The Causal Effect of the Fed's Corporate Credit Facilities on Eligible Issuer Bonds

2020 
We use a difference-in-differences framework to estimate the causal effects of the Federal Reserve's Primary and Secondary Market Corporate Credit Facilities (CCFs) on corporate bond credit spreads. In particular, we exploit the publication of the constituents of the SMCCF Broad Market Index to accurately identify eligible issuers and compare bonds of similar maturity and rating across differentially eligible issuers to measure the causal effect of the CCFs on eligible issuer bond spreads.
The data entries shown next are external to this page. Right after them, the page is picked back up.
PR #5253, opened 2023-01-01
FIX: priority fee will be always at least 2 sat/vb to beat other 1 sa…

### LINKED ISSUE #4902: Fast speed should be at minimum 2sat/bytes
Because 2 sat/bytes currently $ value is very low I think FAST should be at minimum 2sat/bytes. 

Now for example in the last 5 hours there were multiple times where 1sat/byte would not have been enough.

image

But BLUE isn't suggesting more than 1sat for fast speed.

image

I suggest to override the fee calculation so that fast is never lower than 2

Overtorment:
…t/vb transactions in the mempool (closes #4902)

### DIFF
--- a/blue_modules/BlueElectrum.js
+++ b/blue_modules/BlueElectrum.js
@@ -832,7 +832,7 @@ module.exports.estimateFees = async function () {
   const _slow = await module.exports.estimateFee(144);
 
   // calculating fast fees from mempool:
-  const fast = module.exports.calcEstimateFeeFromFeeHistorgam(1, histogram);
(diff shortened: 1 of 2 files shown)


GladosBlueWallet:

 [android in browser] https://appetize.io/app/qrxl4hgvislf4ybdbhp4ojqe2y?device=pixel4

[download apk](https://lambda-download-android-build.herokuapp.com/download/10775)

limpbrains (approved):

GladosBlueWallet:

PR #5260, opened 2023-01-06
FIX: secure keystore keys should not leave device

### LINKED ISSUE #5259: Secret keystore should not be synced to iCloud
Secure items stored in keychain should not be synced to iCloud nor migrated to new devices, as most security-concerned users would be concerned about their keys leaving their devices, even if encrypted.

As this is fundamental to Bluewallet's cores, as shown in the readme:
image

From `react-native-secure-key-store` docs:
image

AbdelrahmanManz:
closes #5259

### DIFF
--- a/class/app-storage.js
+++ b/class/app-storage.js
@@ -67,7 +67,7 @@ export class AppStorage {
    */
   setItem = (key, value) => {
     if (typeof navigator !== 'undefined' && navigator.product === 'ReactNative') {
-      return RNSecureKeyStore.set(key, value, { accessible: ACCESSIBLE.WHEN_UNLOCKED });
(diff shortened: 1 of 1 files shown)


Overtorment:
good catch! 
@marcosrdz @limpbrains thoughts..?

marcosrdz (approved):

limpbrains:
@AbdelrahmanManz Awesome job!

limpbrains (approved):

marcosrdz:
> I hope it wont break someone's usecase

Perhaps those upgrading their device and using a backup to restore on a new device

Overtorment:
> > I hope it wont break someone's usecase
> 
> Perhaps those upgrading their device and using a backup to restore on a new device

@ncoelho would need some market research on this, what is best

PR #5400, opened 2023-03-24
Enable lightning(offchain) wallet transactions to be exported to csv

masikotimo:
Summary of changes 

Enable exportation of wallet history. transactions to be done by both on-chain and off-chain

### DIFF
--- a/screen/wallets/details.js
+++ b/screen/wallets/details.js
@@ -420,9 +420,15 @@ const WalletDetails = () => {
 
     for (const transaction of transactions) {
       const value = formatBalanceWithoutSuffix(transaction.value, BitcoinUnit.BTC, true);
-      csvFile +=
-        '\n' +
-        [new Date(transaction.received).toString(), transaction.hash, value, txMetadata[transaction.hash]?.memo?.trim() ?? ''].join(','); // CSV line
+
+      let hash = transaction.hash;
+      let memo = txMetadata[transaction.hash]?.memo?.trim() ?? '';
+
+      if (wallet.chain === Chain.OFFCHAIN) {
+        hash = transaction.payment_hash;
+        memo = transaction.description;
+      }
+      csvFile += '\n' + [new Date(transaction.received).toString(), hash, value, memo].join(','); // CSV line
     }
 
     await writeFileAndExport(`${wallet.label.replace(' ', '-')}-history.csv`, csvFile);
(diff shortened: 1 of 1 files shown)


screen/wallets/details.js
```diff
@@ -605,7 +605,7 @@ const WalletDetails = () => {
               <View>
                 <BlueSpacing20 />
                 <SecondButton onPress={navigateToWalletExport} testID="WalletExport" title={loc.wallets.details_export_backup} />
-                {wallet.chain === Chain.ONCHAIN && walletTransactionsLength > 0 && (
+                {walletTransactionsLength > 0 && (
```
marcosrdz, line 608: Needs code to use the "payment_hash" property instead of txid.

marcosrdz (changes requested):

screen/wallets/details.js
masikotimo: @marcosrdz  so if i do this it could work out (wallet.chain === Chain.ONCHAIN || wallet.chain === Chain.OFFCHAIN ) without making deletions ?

marcosrdz: The change you made is correct but in you need to add what I pointed out. Line 435..if its off chain then lookout payment_hash and invoice_description

masikotimo: Thank you @marcosrdz , I appreciate your feedback greatly ,  so to clarify what you mean is I should have a check that does if its off chain then the csv should have payment_hash instead of txid and add  invoice_description too after the memo field? is that right 

I can add this check during the creation of the csv  here


`
let csvFile = [
      loc.transactions.date,
      loc.transactions.txid,
      `${loc.send.create_amount} (${BitcoinUnit.BTC})`,
      loc.send.create_memo,
    ].join(','); // CSV header
`

Overtorment: maybe dont touch the header, just where it writes actual lines to csv


```js
[new Date(transaction.received).toString(), transaction.hash, value, txMetadata[transaction.hash]?.memo?.trim() ?? ''].join(','); // CSV line
```

masikotimo: Alright let me do so , Thank you @Overtorment

screen/wallets/details.js
```diff
@@ -420,9 +420,15 @@ const WalletDetails = () => {
...
-      csvFile +=
-        '\n' +
-        [new Date(transaction.received).toString(), transaction.hash, value, txMetadata[transaction.hash]?.memo?.trim() ?? ''].join(','); // CSV line
+
+      let hash = transaction.hash;
+      let memo = txMetadata[transaction.hash]?.memo?.trim() ?? '';
+
+      if (wallet.chain === Chain.OFFCHAIN) {
+        hash = transaction.payment_hash;
+        memo = transaction.description;
```
masikotimo, line 429: @marcosrdz is this okay ?

marcosrdz (approved):

masikotimo:
@Overtorment   that looks like a keystore format issue that's causing it to fail.

masikotimo:
> @Overtorment that looks like a keystore format issue that's causing it to fail.

@Overtorment  any feedback on this?

Overtorment (approved):
lgtm

Overtorment:
lets run full test suite & builds here: https://github.com/BlueWallet/BlueWallet/pull/5463

@masikotimo as soon as apk build is ready, can you pls test  this functionaklity? for both onchain & lightning wallets

PR #5642, opened 2023-08-06
FIX removed bridge.swift from ios, it is not used

kshu2011:


marcosrdz:
Its needed for xcode bridging between objc and swift

PR #5659, opened 2023-08-17
Added onboarding tutorial based on usability findings

bossnani:


Overtorment:
rtf files dont belog in the repo. write a blogpost instead.

PR #5791, opened 2023-10-29
FIX: Set base64 for encoding options

marcosrdz:
Docs show utf8 is the default


GladosBlueWallet:

 [android in browser] https://appetize.io/app/zlchcny5fv6tnizey5spxx64vq?device=pixel4

[download apk](https://lambda-download-android-build.herokuapp.com/download/11776)

Overtorment:
I think it will break everything, it will put base64 in files

PR #5808, opened 2023-11-05
DEL: Remove "removelisteners" call as it causes crashes when debugging

marcosrdz:


GladosBlueWallet:

 [android in browser] https://appetize.io/app/zuublyukd546mfhj3kwbxgdrlu?device=pixel4

[download apk](https://lambda-download-android-build.herokuapp.com/download/11825)

App.js
```diff
@@ -117,17 +117,6 @@ const App = () => {
     // eslint-disable-next-line react-hooks/exhaustive-deps
   }, [walletsInitialized]);
 
-  useEffect(() => {
-    return () => {
```
Overtorment, line 121: Did we ever need those? Why did they exist?

Overtorment (approved):

GladosBlueWallet:

App.js
Overtorment: @marcosrdz

marcosrdz: The purpose is to remove listeners when you need to unmount that component, but it doesn't make sense given that this is the root component. It will never be unmounted unless u kill the release app or refresh the debug app.

PR #6034, opened 2024-01-21
REF: Splash Screen

marcosrdz:

PR #6080, opened 2024-02-03
FIX: BIometrics unlock

marcosrdz:


UnlockWith.js
```diff
@@ -121,9 +121,9 @@ const UnlockWith = () => {
       }
 
       setBiometricType(bt);
-      if (!biometricType || storageIsEncrypted) {
```
Overtorment, line 124: its a shame that this wasnt caught when it was initially merged.
also, i suppose TS would have caught this automatically

Overtorment: i checked, it was me who "reviewed" and  approved it: https://github.com/BlueWallet/BlueWallet/pull/6034

Overtorment (approved):

GladosBlueWallet:

 [android in browser] https://appetize.io/app/ojgbf5kym7cczptmpk6b5hhgbi?device=pixel4

[download apk](https://lambda-download-android-build.herokuapp.com/download/335)

UnlockWith.js
marcosrdz: I doubt TS would've caught this as the value and type are valid. just the wrong item being checked against

Issue #59, opened 2024-05-12
Verify software dependencies in beginning of deployment scripts


yftacherzog:
Verify software dependencies (e.g. `openssl`) in beginning of deployment scripts and fail if not.

amisstea:
This comment is a test of the auto sync process from GitHub to Jira for an issue that's been moved between projects. It should be replicated as a comment on the jira issue.

PR #70, opened 2024-05-13
Verify software requirements in beginning of deployment scripts

avi-biton:
#59

### DIFF
--- a/deploy-deps.sh
+++ b/deploy-deps.sh
@@ -3,10 +3,37 @@
 script_path="$(dirname -- "${BASH_SOURCE[0]}")"
 
 main() {
+    echo "Checking requirements" >&2
+    check_req
     echo "Deploying Konflux Dependencies" >&2
     deploy
     echo "Waiting for the dependencies to be ready" >&2
     "${script_path}/wait-for-all.sh"
+}
+
+check_req(){
+    # declare the requirements
+    local requirements=(kubectl openssl)
+    local uninstalled_requirements=()
+
+    # check if requirements are installed
+    for i in ${requirements[@]}; do
+        if ! command -v $i &> /dev/null; then
+                uninstalled_requirements+=("$i")
+        else
+                echo -e "$i is installed"
+        fi  
+    done
+
+    if (( ${#uninstalled_requirements[@]} == 0 )); then
+        echo -e "\nAll requirements are met\nContinue"
+    else
+        echo -e "\nSome requirements are missing, please install the following requirements first:"
+        for req in ${uninstalled_requirements[@]}; do
+                echo $req
+        done
+        exit 1
+    fi
 }
 
 deploy() {


deploy-deps.sh
```diff
@@ -3,12 +3,48 @@
...
+    check_req
     echo "Deploying Konflux Dependencies" >&2
     deploy
     echo "Waiting for the dependencies to be ready" >&2
     "${script_path}/wait-for-all.sh"
 }
 
+check_req(){
+    # declare the requirements
+    requirements=(kind kubectl git openssl)
```
yftacherzog: I think we should not have kind here. This script runs after the part in which kind is involved. Also, I don't think we should couple this script to kind. 

About git, is it actually needed past this point? The scripts use it?

Maybe we should test that we access to kubeconfig and to a cluster. But maybe this is for another pr.

avi-biton: I was not so sure about `kind` but added it anyway.
We can decide what are the requirements we should check during the `deploy-deps.sh` script and edit it.
I think that for now it should be: `kubectl`, `openssl` and `podman` / `docker`

avi-biton: I removed `git` and `kind` from the requirements

deploy-deps.sh
```diff
@@ -3,12 +3,48 @@
...
+    do
+        if ! command -v $i &> /dev/null; then
+                uninstalled_requirements+=("$i")
+        else
+                echo -e "$i is installed"
+    fi
+    done
+
+    # check if podman or docker are installed 
+    if ! command -v podman &> /dev/null && ! command -v docker &> /dev/null; then
```
gbenhaim: why do we need to check they are installed?

deploy-deps.sh
```diff
@@ -3,12 +3,48 @@
...
+    uninstalled_requirements=()
+
+    # check if requirements are installed
+    for i in ${requirements[@]}
+    do
+        if ! command -v $i &> /dev/null; then
+                uninstalled_requirements+=("$i")
+        else
+                echo -e "$i is installed"
+    fi
```
gbenhaim: wrong indentation

deploy-deps.sh
```diff
@@ -3,12 +3,48 @@
...
 }
 
+check_req(){
+    # declare the requirements
+    requirements=(kubectl openssl)
+    uninstalled_requirements=()
+
+    # check if requirements are installed
+    for i in ${requirements[@]}
+    do
```
gbenhaim: can we have the `do` in the same line with the for? (I wish we had a formmater for those things).

deploy-deps.sh
```diff
@@ -3,12 +3,48 @@
...
+    check_req
     echo "Deploying Konflux Dependencies" >&2
     deploy
     echo "Waiting for the dependencies to be ready" >&2
     "${script_path}/wait-for-all.sh"
 }
 
+check_req(){
+    # declare the requirements
+    requirements=(kubectl openssl)
```
gbenhaim: please add local to the array declaration

deploy-deps.sh
```diff
@@ -3,12 +3,48 @@
...
+    uninstalled_requirements=()
```
gbenhaim: please add local to the array declaration

deploy-deps.sh
avi-biton: We checked it and when we are running the kind cluster creation we already need podman or docker, so the `deploy-deps.sh` should not check for it.
I will remove it

deploy-deps.sh
avi-biton: Done

deploy-deps.sh
avi-biton: Done

deploy-deps.sh
avi-biton: Done

deploy-deps.sh
avi-biton: Done

deploy-deps.sh
avi-biton: Removed

yftacherzog (approved):

gbenhaim (approved):

PR #73, opened 2024-05-16
fix: use kubectl apply when deploying registry

### LINKED ISSUE #72: Deploy-deps should use kubectl apply for the registry

yftacherzog:
We should use kubectl instead of create, so that the script could be executed multiple times.

closes #72


avi-biton (approved):
lgtm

We estimate that eligible issuer bonds enjoy an additional 51 bps to 85 bps reduction in spreads, relative to ineligible issuer bonds. This effect increases to between 71 bps and 115 bps of additional spread reduction when restricting bonds to maturities of less than five years, the maturity segment eligible for the SMCCF purchases. We also chronicle the response of eligible and ineligible bond spreads to key events. We find that both the absolute and relative response in bond spreads depend on the content of the Fed's policy announcements, as well as the particular securities being purchased. We find evidence of bond spread tightening due to improvements in bond liquidity on the initial CCF announcement date on March 23 for eligible issuer bonds, as well as at the start of SMCCF bond purchases on June 16 for ineligible issuer bonds. We contend that the portfolio re-balance channel may explain why ineligible issuer bonds experienced improvements in liquidity, despite not being the ones purchased.